Anyone who attended church in the first half of the 20st century will be well acquainted with the choral works of Harry Rowe Shelley, who was born in New Haven  on June 8, 1858. He showed musical talent at an early age and studied at Yale with Gustav Stoeckel, and with another Connecticut composer Dudley Buck, finally becoming a student of the great Antonin Dvorak in New York City.

When he was a boy, Harry attended Hopkins Grammar School in New Haven, and while still in his early teens became organist at Center Church in the Green. Although he did enroll at Yale, for some reason he did not complete his first year there.

   While in New York, he became acquainted with the Rev. Henry Ward Beecher, pastor of the popular Plymouth Church of the Pilgrims in Brooklyn. Beecher asked him to become the musical director of that church which he served from 1878 to 1899, and was organist at Beecher's funeral in 1887. From this church he went to Fifth Avenue Baptist Church, NYC, and finally finished his illustrious church career in 1936 at the Central Congregational Church in Brooklyn.

Church on the Green
Center Church on the Green
Shelley's Autograph
Autograph of Harry Rowe Shelley

   The two sacred choral anthems he was famous for are “The King of Love My Shepherd Is” and “Hark, Hark, My Soul.” However he was active in secular music and composed a symphonic poem, two symphonies, a violin concerto and an opera, as well as a number of other shorter pieces.

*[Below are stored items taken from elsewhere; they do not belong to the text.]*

PR #587, opened 2020-03-11
Treat function-scope static variables as locals

### LINKED ISSUE #77: Wrong suggestion with const member function.

acowley:
If we report such variables as symbols in response to a
`textDocument/documentSymbol`, then we can no longer navigate to the
containing function using imenu in emacs.

Fixes [#77](https://github.com/MaskRay/emacs-ccls/issues/77)

### DIFF
--- a/src/indexer.hh
+++ b/src/indexer.hh
@@ -247,7 +247,7 @@ struct VarDef : NameMixin<VarDef> {
             parent_kind == SymbolKind::StaticMethod ||
             parent_kind == SymbolKind::Constructor) &&
            (storage == clang::SC_None || storage == clang::SC_Auto ||
-            storage == clang::SC_Register);
+            storage == clang::SC_Register || storage == clang::SC_Static);
   }
 
   const Usr *bases_begin() const { return nullptr; }


MaskRay:
From https://github.com/emacs-lsp/lsp-mode/issues/1424

> Ask a question in emacs-devel and file a bug there is no option for that.
> Ask @MaskRay to provide a setting in ccls to ignore variables in function bodies.
> Use alternative that works - lsp-treemacs-symbols works fine.
> File a feature request for helm-lsp to implement imenu like interface without losing this info.

Maybe we should report it to emacs-devel. A function-local static variable has static duration duration . Such variables may be interesting in the textDocument/documentSymbol result.

acowley:
I don't relish the idea of losing the duration information like this, but my concern is that this will be deemed out of scope for imenu. I use imenu for this because I like using it with helm, but the suggestion to use `lsp-treemacs-symbols` is perfectly valid.

This limitation of imenu is apparent elsewhere, so I think it is expected behavior. In an org-mode document, for example, `imenu` presents top-level headings. You can select one, and see the sub-headings below it, but you can not (afaict) navigate to that top-level heading. It seems like a limitation of the available interaction: you hit `enter` on an imenu item and it either drills down to sub-items, or moves point to that item if it is a leaf.

I'm okay with closing this PR as it's no trouble for me to continue using the patch, and I agree that in a perfect world this wouldn't be a change imposed on ccls.

Issue #594, opened 2020-03-21
The .gitignore does not match build instructions


php1ic:
### Observed behavior

Following the [build instructions](https://github.com/MaskRay/ccls/wiki/Build) does not leave the repo in a clean state.

### Expected behavior

A build directory named the same as in the instructions should be ignored by git.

   Shelly died in Short Beach, Connecticut, at the ripe old age of 89, after a career as an organist and composer encompassing seventy years.  His New York Times obituary said that Shelley “penned church music that won him wide popularity. For sixty years a host of English-speaking peoples throughout the world sang his hymns.”

   Connecticut can say with pride that Harry Rowe Shelley, New Haven native, was one of the most performed composers in the world for the best part of a century.